However, most treatments coming out of the laboratories of North
America and Europe are affordable only in the richest countries.
In the US, a year's supply of AZT for one person costs around
US$8000, perhaps okay for those who have adequate medical insurance,
but a disaster for those who don't. US AIDS activists say these prices
don't reflect the drug's production cost; bootleg supplies are much
cheaper, though illegal. Australian prices for patented AZT are even
higher, largely because the drug companies are aware that Medicare
will pick up the tab.
In 1989, NCI director Sam Broder and several colleagues wrote to the
New York Times saying, "one of the key obstacles to the development of
AZT was that Burroughs-Wellcome did not work with live AIDS virus nor
wish to receive samples from AIDS patients".
It seems the prices of other AIDS drugs are also kept outrageously
high by the fact that their patents are owned by private chemical
companies.
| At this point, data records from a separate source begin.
PR #1841, opened 2026-08-21
chore(claude): register the forest plugin marketplace

hercemer42:
Installing the Forest Claude Code toolkit in this repo currently takes two commands, the first of which nobody can guess:

```
/plugin marketplace add ForestAdmin/claudine
/plugin install forest@forest
```

This commits the marketplace source so only the second one is needed.

## What the entry does, and does not do

`.claude/settings.json` registers `ForestAdmin/claudine` as a marketplace named `forest`, and nothing else. It does not enable the plugin.

`extraKnownMarketplaces` is a declaration, not a fetch: a session never clones from it. Measured in a scratch project against an unreachable marketplace, and against a reachable one not yet on disk — in both cases the session started normally, wrote nothing to `installed_plugins.json` or `known_marketplaces.json`, cloned nothing, and printed no error even under `--debug`. So a developer who has not run `/plugin install forest@forest` has no plugin fetched, loaded or run for them, and someone without access to the private repo sees nothing at all rather than a failure.

The pre-enable key `"forest@forest": true` is deliberately absent, and not for the reason one might assume. Measured in the same harness, on a machine where the marketplace is *already* cloned, that key installs the plugin at project scope on session start with nobody running `/plugin install` — recorded in the ledger as `"scope": "project"` against the project path. That is what business rules 1 and 2 rule out: the entry must install nothing, and installing stays an explicit act by the developer. It has no bearing on people without access, who are unaffected either way.

Observed in print mode (`claude -p`); an interactive session may surface warnings print mode does not.

Access to the private `ForestAdmin/claudine` comes from the developer's own git credentials. There is no field for it here. Someone without access gets a resolution failure when they run `/plugin install` themselves — not before, since nothing here reaches for the marketplace unprompted.

Names come from the marketplace manifest rather than a guess: `ForestAdmin/claudine` → `.claude-plugin/marketplace.json` declares marketplace `"name": "forest"` with one plugin `"name": "forest"`, hence `forest@forest`.

## Scope

`.claude/settings.json` only, +6/-0, purely additive. The two `anthropics` marketplaces, the six already-enabled plugins and the `permissions.deny` block are byte-identical to `main` — `enabledPlugins` is no longer touched at all.

Refs: [PRD-713](https://linear.app/forestadmin/issue/PRD-713/install-the-toolkit-with-one-command-in-the-repos-we-work-in)

> [!NOTE]
> ### Register the `forest` plugin source and enable `forest@forest` skill
> Adds a new GitHub-backed source named `forest` pointing to `ForestAdmin/claudine` in the Claude settings. Enables the `forest@forest` skill for use.
>
> 
> #### Changes since #1841 opened
>
> - Removed `forest@forest` plugin registration from Claude settings configuration [86d446f]
> 
>
> 
>
> <sup><a href="https://app.macroscope.com">Macroscope</a> summarized 2bc9ea1.</sup>
> 
>

### DIFF
--- a/.claude/settings.json
+++ b/.claude/settings.json
@@ -25,8 +25,7 @@
     "feature-dev@claude-code-plugins": true,
     "pr-review-toolkit@claude-code-plugins": true,
     "document-skills@anthropic-agent-skills": true,
-    "example-skills@anthropic-agent-skills": true,
-    "forest@forest": true
+    "example-skills@anthropic-agent-skills": true
   },
   "permissions": {
     "deny": [
--- a/.claude/settings.json
+++ b/.claude/settings.json
@@ -11,6 +11,12 @@
         "source": "github",
         "repo": "anthropics/skills"
       }
+    },
+    "forest": {
+      "source": {
+        "source": "github",
+        "repo": "ForestAdmin/claudine"
+      }
     }
   },
   "enabledPlugins": {
@@ -19,7 +25,8 @@
     "feature-dev@claude-code-plugins": true,
     "pr-review-toolkit@claude-code-plugins": true,
     "document-skills@anthropic-agent-skills": true,
-    "example-skills@anthropic-agent-skills": true
+    "example-skills@anthropic-agent-skills": true,
+    "forest@forest": true
   },
   "permissions": {
     "deny": [


.claude/settings.json
```diff
@@ -19,7 +25,8 @@
     "feature-dev@claude-code-plugins": true,
     "pr-review-toolkit@claude-code-plugins": true,
     "document-skills@anthropic-agent-skills": true,
-    "example-skills@anthropic-agent-skills": true
+    "example-skills@anthropic-agent-skills": true,
+    "forest@forest": true
```
Tonours: Claude Opus 5 (claude-opus-5[1m]): **Should fix** — this is the one of the four repositories that is public, so pre-enabling a plugin from a private marketplace lands on people who cannot resolve it.

Who observes what: `ForestAdmin/agent-nodejs` is public and `ForestAdmin/claudine` is private (`gh api repos/… --jq .private` → `false` / `true`). Every external contributor, fork, or credential-less sandbox that opens a Claude Code session in a clone of this repo carries a tracked config that enables `forest@forest` from a marketplace their credentials cannot fetch. By the PR description's own account ("someone without access gets a resolution failure"), that is a resolution failure per session, for the population least able to act on it. Forest developers with `gh` auth see it work.

The marketplace entry alone is inert for them — nothing resolves until someone runs `/plugin install`. It is `"forest@forest": true` that makes it happen unprompted. Note this repo's existing six pre-enabled plugins all come from public `anthropics` marketplaces, so this is the first entry that cannot resolve for an outsider.

Two one-line options: drop `"forest@forest": true` and keep the marketplace entry — which is the part the ticket actually asks for, and matches PRD-713's implementation proposal, where the pre-enable key was deliberately left out — or keep it and confirm what an unauthenticated session in this repo actually prints, since that is the half nobody has observed yet.

Tonours (commented):
**Spec (PRD-713)**: conforms — `agent-nodejs` is one of the four repositories AC 1 names, and the entry makes `forest@forest` resolvable without a manual marketplace source. The "purely additive" claim checks out exactly: a recursive structural diff of the parsed file between the merge-base and this SHA yields only `ADDED /extraKnownMarketplaces/forest` and `ADDED /enabledPlugins/forest@forest` — the two `anthropics` marketplaces, the six existing plugins and `permissions.deny` are unchanged, in place and in order. `forest@forest` is a real pair: `ForestAdmin/claudine`'s `.claude-plugin/marketplace.json` declares marketplace `forest` with one plugin `forest`.

AC 5 (confirmed by somebody other than the author, on a machine where the plugin is not installed) is still outstanding; AC 4 (the toolkit README naming the four repositories) belongs to `claudine`.

One finding inline.

.claude/settings.json
hercemer42: Agreed — took the first option, dropped `"forest@forest": true` in `86d446f775c1bb6683bd4e46ba256da6c0a8f37c`. `enabledPlugins` is now byte-identical to `main` and the PR is `extraKnownMarketplaces` only, +6/-0.

Confirmed both halves of your premise independently: `gh api repos/ForestAdmin/agent-nodejs --jq .private` → `false`, `ForestAdmin/claudine` → `true`.

The part that settles it beyond the public/private asymmetry is that PRD-713's own implementation proposal already ruled on this key, and the PR contradicted it:

> The pre-enable key is deliberately left out: it is not needed for the install to resolve, and what it does for somebody who has not installed yet is unverified — it can be added as a one-line change once somebody has watched it happen.

So this wasn't a judgement call between your two options — option two would have been re-opening a decision the ticket had already made, on the strength of an observation nobody had made. It also collided with the ticket's last acceptance criterion, "nothing shipped claims behaviour nobody has observed", which is the same rule you're applying here.

Two things your finding surfaces that go wider than this PR, both flagged to @brianfox rather than fixed here:

- **`ForestAdmin/agent-ruby` #367 has the identical defect.** It is also public (`private=false`) and its `.claude/settings.json` carries the same `"forest@forest": true`. Same fix, not applied yet because it is outside the two PRs I was asked to touch.
- **`forestadmin` #9921 and `forestadmin-server` #8457 also carry the key.** Both repos are private, so your stated harm doesn't reach them — but they still contradict the ticket's proposal, so they're arguably wrong for the weaker reason.

Description updated: it no longer says the entry "marks the `forest` plugin enabled", and now states why a public repo deliberately stops at the marketplace entry.

hercemer42: Correction to my own reply above — I repeated "a resolution failure per session" from your finding without testing it. I've now tested it, and it does not reproduce. Nothing happens to a credential-less session at all.

Method: scratch project whose `extraKnownMarketplaces` points at `ForestAdmin/claudine-no-access-probe`. GitHub returns 404 for a private repo you cannot see and for one that does not exist alike, so that is a faithful stand-in for no access. Ran a session in each shape, captured stdout/stderr, and diffed `installed_plugins.json` / `known_marketplaces.json` / the marketplace clone dir before and after.

| project settings | marketplace | what happened |
|---|---|---|
| entry only | unreachable | session normal, zero writes, no error |
| entry + `"forest@forest": true` | unreachable | identical — silent, even under `--debug` |
| entry + switch | reachable but not yet on disk | no clone, no install |
| entry + switch | **already on disk** | **auto-installed at project scope** |

The mechanism is that `extraKnownMarketplaces` is lazy — it is a declaration, and a session never clones from it. So for somebody without access there is nothing to fail: no fetch is attempted, no error is printed, no prompt appears. The last row is where the real behaviour is, and it only reaches people who already have the marketplace cloned.

So the harm you named does not land, but your recommendation was right, for a reason that is stronger and points the other way — at Forest developers rather than outsiders:

`"forest@forest": true` silently installs the plugin at project scope on session start, with nobody running `/plugin install`. Ledger entry from the run:

```
"scope": "project",
"installedAt": "2026-09-03T09:15:04.093Z",
"projectPath": "…/B"
```

That is exactly what PRD-713's business rules 1 and 2 forbid — "installs nothing, loads nothing, and runs nothing on anyone's behalf", and "installing stays an explicit act by the developer". So the key had to go regardless; the public/private asymmetry just was not the reason.

It also means this PR's description was wrong before I touched it — "It installs nothing: a developer who has not run `/plugin install forest@forest` has no plugin fetched" is false for anyone with the marketplace already cloned, which is every Forest developer who has installed the toolkit once. The "verified in a scratch repo" note behind that sentence tested a machine where the plugin was **absent**, which is the one case that does not exercise the install path. Fixing the description now, and dropping the credential-less-resolution-failure claim I added to it earlier today.

Caveat on all of the above: observed in print mode (`claude -p`). An interactive session could surface a warning print mode does not; I could not drive the TUI to check.

hercemer42:
Closing — the premise doesn't hold up.

A user-scope `/plugin install forest@forest` makes the toolkit available in **every** repo, not just the four. So a committed per-repo marketplace entry only helps somebody who has not installed yet, in one of four specific repos, and becomes dead weight the moment they install once anywhere. Verified the plain way: `ForestAdmin/claudine` itself commits no `.claude/settings.json`, and a session opened there still loads all seven forest skills, off a `scope=user` install.

Two further findings from measuring the mechanism rather than reasoning about it:

- `extraKnownMarketplaces` is lazy. A session never clones from it, so it changes nothing until somebody types `/plugin install` — naming `forest@forest`, which is exactly as unguessable as the repo name the entry was meant to spare them. Someone without access to the private repo sees nothing at all, rather than the per-session resolution failure this PR's description claimed.
- The `"forest@forest": true` pre-enable key installs at **project** scope, silently, at session start, with nobody running `/plugin install`. That is the narrower install shape, obtained without asking.

So the friction this targeted — `/plugin marketplace add ForestAdmin/claudine` — was not the real barrier. Not knowing the toolkit exists is, and no committed file fixes that, as PRD-713 concedes in its own value section. The demo does: two commands, once per person, at user scope, covering every repo forever.

PRD-713 goes back to that. Nothing here is worth the review and maintenance it would carry.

Acyclovir, another Wellcome line, netted the company around
$400 million last year. This one is more established than AZT, having
been on the shelves for nearly a decade.
Another company, Roche, controls ddI and ddC, which are similar to
AZT and often used in conjunction with it. They cost about two-thirds
the price of AZT. Roche also sells Bactrim, used to fight pneumonia
and urinary infections in people with AIDS. Private multinational
companies control most of the research into AIDS because they have
budgets many times larger than those of most government research
bodies.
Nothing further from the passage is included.